## ABOUT THIS EXERCISE
Using the records that appear below, write out exactly the lines from the one with "PR #1457, opened 2021-03-15" through the one with "registering their icons.", keeping both end lines.

## RECORDS TO USE
··········
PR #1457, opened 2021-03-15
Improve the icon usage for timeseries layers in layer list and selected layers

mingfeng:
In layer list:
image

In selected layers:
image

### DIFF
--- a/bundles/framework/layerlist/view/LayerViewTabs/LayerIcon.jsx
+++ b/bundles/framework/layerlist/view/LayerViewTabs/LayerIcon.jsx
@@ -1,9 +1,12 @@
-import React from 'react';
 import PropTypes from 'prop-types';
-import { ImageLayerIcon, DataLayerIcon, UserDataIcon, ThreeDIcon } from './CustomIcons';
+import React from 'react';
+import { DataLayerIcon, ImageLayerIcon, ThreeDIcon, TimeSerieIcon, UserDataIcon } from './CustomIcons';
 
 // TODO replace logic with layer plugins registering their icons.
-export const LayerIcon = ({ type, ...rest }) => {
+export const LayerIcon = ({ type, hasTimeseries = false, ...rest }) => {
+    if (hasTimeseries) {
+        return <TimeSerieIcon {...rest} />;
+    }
··········
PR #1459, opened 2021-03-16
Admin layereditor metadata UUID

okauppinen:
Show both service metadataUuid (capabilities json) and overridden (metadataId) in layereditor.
··········
## EXERCISE SOLUTION
PR #1457, opened 2021-03-15
Improve the icon usage for timeseries layers in layer list and selected layers

mingfeng:
In layer list:
image

In selected layers:
image

### DIFF
--- a/bundles/framework/layerlist/view/LayerViewTabs/LayerIcon.jsx
+++ b/bundles/framework/layerlist/view/LayerViewTabs/LayerIcon.jsx
@@ -1,9 +1,12 @@
-import React from 'react';
 import PropTypes from 'prop-types';
-import { ImageLayerIcon, DataLayerIcon, UserDataIcon, ThreeDIcon } from './CustomIcons';
+import React from 'react';
+import { DataLayerIcon, ImageLayerIcon, ThreeDIcon, TimeSerieIcon, UserDataIcon } from './CustomIcons';
 
 // TODO replace logic with layer plugins registering their icons.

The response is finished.